RECORDED INFORMATION section start

PR #1369, opened 2018-03-23
Terra Tag examples fix

### LINKED ISSUE #1368: Terra-Tag example update
# Issue Description
Update Terra-tag examples documentation page to separate interactive vs. non-interactive versions of tags when no onClick or href is provided. 

## Issue Type

- [ ] New Feature
- [x] Enhancement
- [ ] Bug
- [ ] Other

## Expected Behavior
Should look something like this:
image

neilpfeiffer:
Changed Tag examples and added new section for Fallback Styles with
alert message for non-interactive tags. 

Resolves #1368


packages/terra-site/src/examples/tag/TagFallbacks.jsx
```diff
@@ -0,0 +1,26 @@
...
+import IconTag from 'terra-icon/lib/icon/IconTag';
+import Tag from 'terra-tag';
+import Alert from 'terra-alert';
+
+const alertTitle = 'Not Reccomended Usage.';
+const alertText = 'These styles are provided for when this compoment is missing recomended elements for best practice use.';
+
+const TagHeadingMarginStyle = {
+  marginTop: '200px',
+};
```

RECORDED INFORMATION section end

ACTIVITY
From the listing, copy every line where the string "interactive" appears.

ANSWER TO THIS EXERCISE
Update Terra-tag examples documentation page to separate interactive vs. non-interactive versions of tags when no onClick or href is provided. 
alert message for non-interactive tags. 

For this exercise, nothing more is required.